▸ **Source data**:
PR #2872, opened 2024-07-30
Backport upstream PR 13001

liam923:
Backport [PR 13001](https://github.com/ocaml/ocaml/pull/13001) from upstream. See the original PR's description for an explanation of these changes.


ocaml/testsuite/tests/shape-index/index_aliases.reference
```diff
@@ -1,17 +1,34 @@
 Indexed shapes:
```
liam923, line 1: If comparing this file to upstream, you'll notice that the line numbers are off. This is expected; the commend at the start of `index_aliases.ml` is formatted differently between the two files, which is the cause for the difference.

goldfirere (approved):

PR #2873, opened 2024-07-31
Clean up arguments for module type inference boundness checking

smjleo:
Small cosmetic PR to swap some arguments around to pass in the `str_map` before `sig_map`, and also make both named. This makes it more in line with the changed `check_*` functions, which in turn were changed to be more in line with `Includemod`.


riaqn (approved):
LGTM

PR #3398, opened 2024-12-19
Module aliases save locks instead of walking them immediately

riaqn:
In this PR, module aliases don't walk locks immediately. Instead, they hold locks to be walked later when the alias is used.

Note: the following program is allowed by the current PR, but shouldn't when we have stack-allocated modules:
```
module M @ local = struct
end

let (f @ global) () = let module N = M in ()
```

### DIFF
--- a/typing/env.mli
+++ b/typing/env.mli
@@ -204,13 +204,7 @@ type shared_context =
   | Module
   | Probe
 
-type lock =
-  | Escape_lock of escaping_context
-  | Share_lock of shared_context
-  | Closure_lock of closure_context * Mode.Value.Comonadic.r
-  | Region_lock
-  | Exclave_lock
-  | Unboxed_lock (* to prevent capture of terms with non-value types *)
+type lock
 
 (** Items whose accesses are affected by locks *)
 type lock_item =
--- a/typing/env.mli
+++ b/typing/env.mli
@@ -403,7 +403,7 @@ val add_module: ?arg:bool -> ?shape:Shape.t ->
 val add_module_lazy: update_summary:bool ->
   Ident.t -> module_presence -> Subst.Lazy.module_type -> t -> t
 val add_module_declaration: ?arg:bool -> ?shape:Shape.t -> check:bool ->
-  Ident.t -> module_presence -> module_declaration -> t -> t
+  Ident.t -> module_presence -> module_declaration -> ?locks:lock list -> t -> t
 val add_module_declaration_lazy: ?arg:bool -> update_summary:bool ->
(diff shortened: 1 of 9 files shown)


typing/env.mli
```diff
@@ -204,6 +204,14 @@ type shared_context =
   | Module
   | Probe
 
+type lock =
```
riaqn, line 207: As disucssed, only expose abstract `type locks`.

typing/typemod.ml
```diff
@@ -2587,18 +2587,37 @@ let maybe_infer_modalities ~loc ~env ~md_mode ~mode =
...
+
+let is_alias = function
+  | No -> false
+  | Yes_walk_locks | Yes_hold_locks -> true
+
+let rec type_module_maybe_hold_locks ~alias sttn funct_body anchor env smod =
   Builtin_attributes.warning_scope smod.pmod_attributes
     (fun () -> type_module_aux ~alias sttn funct_body anchor env smod)
 
+and type_module ?(alias=false) sttn funct_body anchor env smod =
```
riaqn, line 2603: Define multiple versions of this function, and get rid of `fatal_error`.

typing/typemod.ml
```diff
@@ -2587,18 +2587,37 @@ let maybe_infer_modalities ~loc ~env ~md_mode ~mode =
...
+  let alias = if alias then Yes_walk_locks else No in
+  let md, shape, locks =
+    type_module_maybe_hold_locks ~alias sttn funct_body anchor env smod
+  in
+  begin match locks with
+  | [] -> ()
+  | _ :: _ -> Misc.fatal_error "locks should not be held"
+  end;
```
riaqn, line 2611: Use `assert` instead.

typing/typemod.ml
riaqn: I cannot define mutliple versions of the function, because that would create too much code duplication. I instead use GADT which maybe isn't so nice either (and I'm happy to revert)

typing/env.mli
riaqn: In the end I expose abstract `type lock`, but the user code still know `locks` is `lock list` because they need to be able to construct an empty lock list.

typing/typemod.ml
riaqn: This is now removed by GADT (which might be reverted later, see above)

typing/typemod.ml
lukemaurer: Yeah, it pains me to say it but I don't think the GADT is helping on balance.

lukemaurer (commented):
A few thoughts but I think this is basically there.

lukemaurer (approved):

▸ **Your instructions**: Each line of the entries that contains the word "abstract" should be listed.

▸ **Solution to this task**:
riaqn, line 207: As disucssed, only expose abstract `type locks`.
riaqn: In the end I expose abstract `type lock`, but the user code still know `locks` is `lock list` because they need to be able to construct an empty lock list.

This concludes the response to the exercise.